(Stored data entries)
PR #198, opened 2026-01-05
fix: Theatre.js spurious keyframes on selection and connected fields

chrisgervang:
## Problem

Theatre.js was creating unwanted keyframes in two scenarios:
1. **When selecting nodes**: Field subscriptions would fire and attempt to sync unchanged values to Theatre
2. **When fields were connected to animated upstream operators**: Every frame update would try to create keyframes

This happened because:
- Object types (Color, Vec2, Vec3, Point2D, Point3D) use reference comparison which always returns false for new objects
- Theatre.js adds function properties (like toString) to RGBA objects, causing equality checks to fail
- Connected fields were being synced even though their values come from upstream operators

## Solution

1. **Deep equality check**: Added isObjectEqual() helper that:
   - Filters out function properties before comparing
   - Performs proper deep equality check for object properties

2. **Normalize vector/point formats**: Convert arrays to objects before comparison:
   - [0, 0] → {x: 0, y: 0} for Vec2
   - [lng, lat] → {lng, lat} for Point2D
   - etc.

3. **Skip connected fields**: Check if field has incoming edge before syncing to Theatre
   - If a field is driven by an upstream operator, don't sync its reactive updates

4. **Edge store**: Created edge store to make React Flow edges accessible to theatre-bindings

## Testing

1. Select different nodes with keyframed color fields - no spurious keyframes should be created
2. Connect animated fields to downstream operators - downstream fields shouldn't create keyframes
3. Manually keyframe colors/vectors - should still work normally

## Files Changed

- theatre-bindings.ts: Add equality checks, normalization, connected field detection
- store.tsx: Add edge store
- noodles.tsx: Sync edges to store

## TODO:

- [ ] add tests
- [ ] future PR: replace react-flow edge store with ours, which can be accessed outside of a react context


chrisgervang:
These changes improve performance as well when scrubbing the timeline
--
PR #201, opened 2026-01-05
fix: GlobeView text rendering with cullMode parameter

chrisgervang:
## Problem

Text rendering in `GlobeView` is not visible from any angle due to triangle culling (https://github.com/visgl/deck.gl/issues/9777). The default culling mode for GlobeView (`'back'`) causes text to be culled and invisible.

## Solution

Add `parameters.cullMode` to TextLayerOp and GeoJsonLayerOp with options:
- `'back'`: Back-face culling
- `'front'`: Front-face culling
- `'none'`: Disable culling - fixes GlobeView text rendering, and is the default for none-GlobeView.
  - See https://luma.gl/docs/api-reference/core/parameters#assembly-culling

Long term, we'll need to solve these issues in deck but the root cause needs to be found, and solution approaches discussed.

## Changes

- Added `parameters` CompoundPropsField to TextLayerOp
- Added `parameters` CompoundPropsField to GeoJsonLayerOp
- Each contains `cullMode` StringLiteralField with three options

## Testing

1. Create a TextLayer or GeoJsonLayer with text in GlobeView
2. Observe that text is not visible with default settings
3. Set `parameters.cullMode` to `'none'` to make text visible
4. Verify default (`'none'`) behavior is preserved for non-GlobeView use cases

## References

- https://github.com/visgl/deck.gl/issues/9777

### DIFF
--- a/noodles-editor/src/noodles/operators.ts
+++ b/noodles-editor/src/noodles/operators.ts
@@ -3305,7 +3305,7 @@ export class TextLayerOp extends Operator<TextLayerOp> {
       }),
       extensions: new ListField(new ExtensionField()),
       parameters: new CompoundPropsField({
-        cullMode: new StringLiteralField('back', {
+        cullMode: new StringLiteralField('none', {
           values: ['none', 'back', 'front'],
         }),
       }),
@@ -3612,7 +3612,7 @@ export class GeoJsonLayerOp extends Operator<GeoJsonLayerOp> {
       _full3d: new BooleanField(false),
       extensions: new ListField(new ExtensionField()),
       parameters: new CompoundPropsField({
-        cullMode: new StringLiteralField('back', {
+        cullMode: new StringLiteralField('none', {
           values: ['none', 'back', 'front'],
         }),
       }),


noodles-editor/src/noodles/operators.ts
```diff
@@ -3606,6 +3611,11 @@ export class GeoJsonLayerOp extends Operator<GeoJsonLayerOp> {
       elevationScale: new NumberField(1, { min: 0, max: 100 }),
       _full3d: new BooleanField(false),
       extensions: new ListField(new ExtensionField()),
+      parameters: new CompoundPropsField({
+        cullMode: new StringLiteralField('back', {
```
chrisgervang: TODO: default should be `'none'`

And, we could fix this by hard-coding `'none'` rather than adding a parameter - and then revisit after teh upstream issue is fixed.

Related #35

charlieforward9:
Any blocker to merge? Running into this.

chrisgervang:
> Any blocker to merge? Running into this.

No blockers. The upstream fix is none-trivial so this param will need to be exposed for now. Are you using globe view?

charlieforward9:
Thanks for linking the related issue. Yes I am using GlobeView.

● **What is required**
Exactly how many lines of the records above contain "into"? Please state only the number.

● **Answer box**
2